After collecting the information on Emmett and Jasper, I began weaving together the real history with the analysis of  the fictional stories of the two characters, grateful for extra hints Meyer has provided in her deleted scenes and the truncated Midnight Sun manuscript. This balancing act between historical analysis and literary criticism made for a unique writing experience that was thoroughly enjoyable. The opportunity to work with Nancy Reagin added to my positive impression.  She is the perfect editor: supportive, honest but kindly, and enthusiastic about the project. I am sure it was a challenge working with such a diverse group of writers, who include specialists in everything from witch hunts and the treatment of the mentally ill to the real Quileute tribe and Italian architecture. The resulting volume is equally diverse, and readers of all interests will find a niche within its black covers.

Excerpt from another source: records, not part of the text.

PR #252, opened 2025-03-19
EPUB Support

akshithio:
Hi, I'm Akshith, and I'm interested in contributing to Zeno for GSoC 2025. This PR is my attempt at familiarizing myself with the codebase — I apologize in advance for any errors.

This PR adds initial support for `epub` files alongside a custom-made `my_epub.epub` in testdata for which test cases are ~~still a work in progress~~ also written and passing. 

Since `epub` files are essentially zipped folders containing `xhtml` and `html` files, `epub.go` currently works by unzipping the file and looking for these assets. I've tried to take inspiration from existing implementations and patterns in `html.go` where I felt applicable. Please advise on whether this is a suitable approach.

Attempts to close #160.

PR #260, opened 2025-04-07
EPUB Support

### LINKED ISSUE #160: Ebook extractor
Need to handle many/all ebook formats.

akshithio:
Copied over from PR #252:

This PR adds initial support for `epub` files alongside a custom-made `my_epub.epub` in testdata for which test cases are ~still a work in progress~ also written and passing.

Since `epub` files are essentially zipped folders containing `xhtml` and `html` files, `epub.go` currently works by unzipping the file and looking for these assets. I've tried to take inspiration from existing implementations and patterns in `html.go` where I felt applicable. Please advise on whether this is a suitable approach.

------

Additionally, I have addressed the issue with the `ensureBasePath` and fixed that to make sure that the implementation is more OS-agnostic.

Attempts to close #160.


akshithio:
@CorentinB

Apologies for the delay but I did make some changes to try to address this issue. I'm not necessarily sure if all of them are more suitable which is why I'd like to hear what you think about them. Since firstly to deal with the folder structure with which relative file paths are mentioned in `.epub` files, I thought it would be best to just mostly re-write that logic with little changes. 

However, I've now made changes to that approach with a shared helper for both outlinks and assets but that means I have also had to change `html.go` and some other files. I have listed those changes in detail here:

- `html_extractor.go` - new file created containing methods to extract outlinks and assets in `html.go` and `epub.go`
- `html.go` - Changed to call the new methods in `html_extractor.go` instead
- `epub.go` -  Changed to call the new methods in `html_extractor.go` instead
- `epub_test.go` - Add two new test links in a previous test case because I was not previously detecting a `.js` file and some other file (I noticed this when re-writing and was accordingly able to use the new `html_extractor.go` file effectively)
- `html_test.go` - Changed to check the returned links instead of the count both make stronger test cases and to help in effective debugging.
- `json.go` - Minor changes to `findURLs` to ensure relative paths are also passed back, which is required for `.epub` asset detection.

CorentinB:
No activity, closing.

I look forward to hearing from the super-savvy readers here as you get the opportunity to read the book. The official release date is April 12, but I understand Amazon is mailing them now.  I hope this volume will continue to add to the useful and serious scholarship based on the Twilight Saga (and it looks very attractive next to Spotlight!).   We have a page on facebook, and most of the contributors are members on that page, so we invite your discussions and questions there, too. I will always be grateful for the chance to take part in this delightful project and hope it inspires Twilight readers, history buffs, and others to delve more deeply into the real past inhabited by Meyer’s fictional people.



  1. Arabella Figg says

    Great post, Elizabeth! I definitely have to read this book. The history of the characters intrigued me a lot, and the times represented are critical in terms of thought and how it affects the Saga. I’d not considered how all the characters are frozen in time, because Carlysle, Esme and Alice seem to be quite contemporary. Although Esme, as sterotypical “mom,” probably transcends most eras.

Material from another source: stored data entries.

PR #263, opened 2025-04-09
Switch to `DiscardHook`

yzqzss:
Pre: https://github.com/CorentinB/warc/pull/91


CorentinB:
Sorry it's not very important but can you switch the discarding hook to a separate package or at least separate file? I tend to think we will quickly expand it into a big pile of code to handle a lot of scenario so better be ready :)

yzqzss:
> Sorry it's not very important but can you switch the discarding hook to a separate package or at least separate file? I tend to think we will quickly expand it into a big pile of code to handle a lot of scenario so better be ready :)

OK.

And to better handle a lot of scenarios, I want to change the hook function to return an additional reason string for better observability. :)

like:
```go
	discardHook := func(resp *http.Response) (bool, string) {
		// Cloudflare challenge
		if resp.StatusCode == 403 && resp.Header.Get("cf-mitigated") == "challenge" {
			return true, "Detected Cloudflare challenge page"
		}

		// --warc-discard-status
		if len(config.Get().WARCDiscardStatus) > 0 && slices.Contains(config.Get().WARCDiscardStatus, resp.StatusCode) {
			return true, "Response status code in --warc-discard-status"
		}

		return false, "No need to discard"
	}
```

internal/pkg/archiver/archiver.go
```diff
@@ -269,15 +271,31 @@ func archive(workerID string, seed *models.Item) {
...
 					}
+
+					retryReason := "bad response code"
+					if isDiscardedChallengePage {
+						retryReason = discardReason
+					}
+
 					if retry < config.Get().MaxRetry {
-						logger.Warn("bad response code, retrying", "seed_id", seed.GetShortID(), "item_id", item.GetShortID(), "depth", item.GetDepth(), "hops", item.GetURL().GetHops(), "retry", retry, "sleep_time", retrySleepTime.String(), "status_code", resp.StatusCode, "url", req.URL.String())
+						logger.Warn("retrying", "why_retry", retryReason, "seed_id", seed.GetShortID(), "item_id", item.GetShortID(), "depth", item.GetDepth(), "hops", item.GetURL().GetHops(), "retry", retry, "sleep_time", retrySleepTime.String(), "status_code", resp.StatusCode, "url", req.URL.String())
```
CorentinB, line 298: I'd suggest `reason` instead of `why_retry`. Or `retry_reason`, as you wish.

yzqzss:
> Go package name shouldn't contain underscores unless really necessary

Ahaha, you're right.
My brain must have failed when I switched naming styles between Python and Go. 😅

  2. Thanks for doing this post, Elizabeth. It doesn’t tell me what’s in the book, but it definitely whets my appetite.

  3. Arabella Figg says

    Sharon, the book is great! Almost every essay is very good, and I had several favorites, including Elizabeth’s. She really opens up Emmett and Jasper. My other favorites: the essays on Carlisle, Alice and insane asylums, the Volturi, the changing roles of the Cullen kids through the 20th Century, the Cinderbella chapter, the one on the ideal family, and the Quiliute history and Jacob. The other essay on Jasper was based on too many stereotypes. Some conclusions fell flat in the socio chapters because they didn’t take into account the Mormon understanding that John has laid out. But I enjoyed it very much and will definitely be rereading it.

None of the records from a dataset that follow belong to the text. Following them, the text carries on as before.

PR #272, opened 2025-04-27
Enhance base URL handling

yzqzss:
- Enhance `extractBaseTag()` function to conform with whatwg's spec: <https://html.spec.whatwg.org/multipage/semantics.html#the-base-element>
- Change base URL type in Item model from `string` to `*url.URL` for convenience.
- Make `HTMLAssets()` resolve URLs directly in `html.go`, just like `HTMLOutlinks()`.


CorentinB:
LGTM! Thanks

PR #279, opened 2025-05-12
feat: Extract WACZ files from replayweb embeds

NGTmeaty:


internal/pkg/postprocessor/extractor/html.go
```diff
@@ -377,6 +377,16 @@ func HTMLAssets(item *models.Item) (assets []*models.URL, err error) {
 		})
 	}
 
+	// Extract WACZ files from replayweb embeds
```
willmhowes, line 380: Link `https://replayweb.page/docs/embedding/` in the comments?

willmhowes (approved):
LGTM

  4. Thanks Arabella. Based on this post, I went out and bought it today and am half way through my first chapter, reading Elizabeth‘s content first. She has a very engaging way of writing. Just the right mix of Jasper and history, I think, so far.

    It’s good to be back here discussing Twilight. I seem to have missed a bit while I was away (of all places, in the states including in Forks).

  5. Elizabeth says

    Thanks, Sharon! I’m so glad you like the Jasper chapter and hope Emmett is just as engaging for you! I’m eager to hear what you think when you finish. Welcome back to the conversation!

  6. Arabella Figg says

    When I wrote above, “Some conclusions fell flat in the socio chapters because they didn’t take into account the Mormon understanding that John has laid out,” I also meant to include that to some of these writers, the endgame is unification of Bella and Edward, when Renesmee the androgyne is the true endgame (see Spotlight. If these authors had known of alchemy and the Mormon influence, their conclusions would have been more fascinating, but they’re still good despite this lack.